Data to process
- Opening Delimiter -
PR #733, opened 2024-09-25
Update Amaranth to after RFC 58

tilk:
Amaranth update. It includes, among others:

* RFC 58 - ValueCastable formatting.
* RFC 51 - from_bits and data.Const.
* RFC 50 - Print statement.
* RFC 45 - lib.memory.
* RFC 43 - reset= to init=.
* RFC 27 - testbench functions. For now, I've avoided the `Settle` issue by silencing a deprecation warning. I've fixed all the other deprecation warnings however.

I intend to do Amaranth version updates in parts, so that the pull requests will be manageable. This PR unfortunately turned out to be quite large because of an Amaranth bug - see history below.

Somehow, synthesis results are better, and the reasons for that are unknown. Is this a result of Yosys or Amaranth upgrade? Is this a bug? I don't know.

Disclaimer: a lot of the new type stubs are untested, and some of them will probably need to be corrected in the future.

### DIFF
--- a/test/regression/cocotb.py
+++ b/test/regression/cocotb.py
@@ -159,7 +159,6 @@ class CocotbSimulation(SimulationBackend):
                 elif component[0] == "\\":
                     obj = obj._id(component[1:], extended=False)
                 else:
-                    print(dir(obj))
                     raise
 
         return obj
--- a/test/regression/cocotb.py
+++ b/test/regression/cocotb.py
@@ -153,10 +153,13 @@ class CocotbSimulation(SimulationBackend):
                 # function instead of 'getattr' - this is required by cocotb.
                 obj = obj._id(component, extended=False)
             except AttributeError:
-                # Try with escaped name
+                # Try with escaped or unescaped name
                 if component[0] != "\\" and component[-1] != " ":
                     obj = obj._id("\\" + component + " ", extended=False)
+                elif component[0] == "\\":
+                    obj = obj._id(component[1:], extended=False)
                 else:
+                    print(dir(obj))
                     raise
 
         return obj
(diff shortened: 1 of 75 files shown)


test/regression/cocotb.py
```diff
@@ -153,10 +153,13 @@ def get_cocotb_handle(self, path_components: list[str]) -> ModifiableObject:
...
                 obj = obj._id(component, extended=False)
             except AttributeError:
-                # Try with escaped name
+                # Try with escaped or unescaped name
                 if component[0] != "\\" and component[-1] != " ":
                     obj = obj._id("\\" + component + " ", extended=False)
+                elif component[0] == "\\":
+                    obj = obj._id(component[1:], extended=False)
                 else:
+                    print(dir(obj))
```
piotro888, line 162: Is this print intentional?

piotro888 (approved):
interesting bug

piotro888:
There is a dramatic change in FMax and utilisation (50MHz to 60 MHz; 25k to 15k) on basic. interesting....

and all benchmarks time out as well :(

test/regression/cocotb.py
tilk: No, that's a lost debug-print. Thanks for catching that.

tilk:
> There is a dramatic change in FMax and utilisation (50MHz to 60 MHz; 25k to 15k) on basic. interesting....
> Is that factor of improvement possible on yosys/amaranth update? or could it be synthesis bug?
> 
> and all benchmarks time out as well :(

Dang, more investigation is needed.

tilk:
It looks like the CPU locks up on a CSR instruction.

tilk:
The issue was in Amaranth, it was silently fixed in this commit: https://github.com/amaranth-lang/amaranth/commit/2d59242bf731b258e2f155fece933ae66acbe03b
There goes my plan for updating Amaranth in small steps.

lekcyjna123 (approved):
- Closing Delimiter -
- Opening Delimiter -
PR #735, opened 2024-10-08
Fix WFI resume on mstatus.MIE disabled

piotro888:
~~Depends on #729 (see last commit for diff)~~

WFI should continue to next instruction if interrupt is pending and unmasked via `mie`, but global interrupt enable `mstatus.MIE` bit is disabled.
- Closing Delimiter -
- Opening Delimiter -
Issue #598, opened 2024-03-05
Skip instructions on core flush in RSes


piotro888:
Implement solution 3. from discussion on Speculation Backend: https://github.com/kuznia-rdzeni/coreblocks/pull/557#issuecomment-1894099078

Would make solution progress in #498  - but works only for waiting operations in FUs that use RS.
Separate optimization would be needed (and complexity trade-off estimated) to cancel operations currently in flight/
- Closing Delimiter -
Task to complete
If a line in the records contains the word "basic", copy it out.

Written solution
There is a dramatic change in FMax and utilisation (50MHz to 60 MHz; 25k to 15k) on basic. interesting....
> There is a dramatic change in FMax and utilisation (50MHz to 60 MHz; 25k to 15k) on basic. interesting....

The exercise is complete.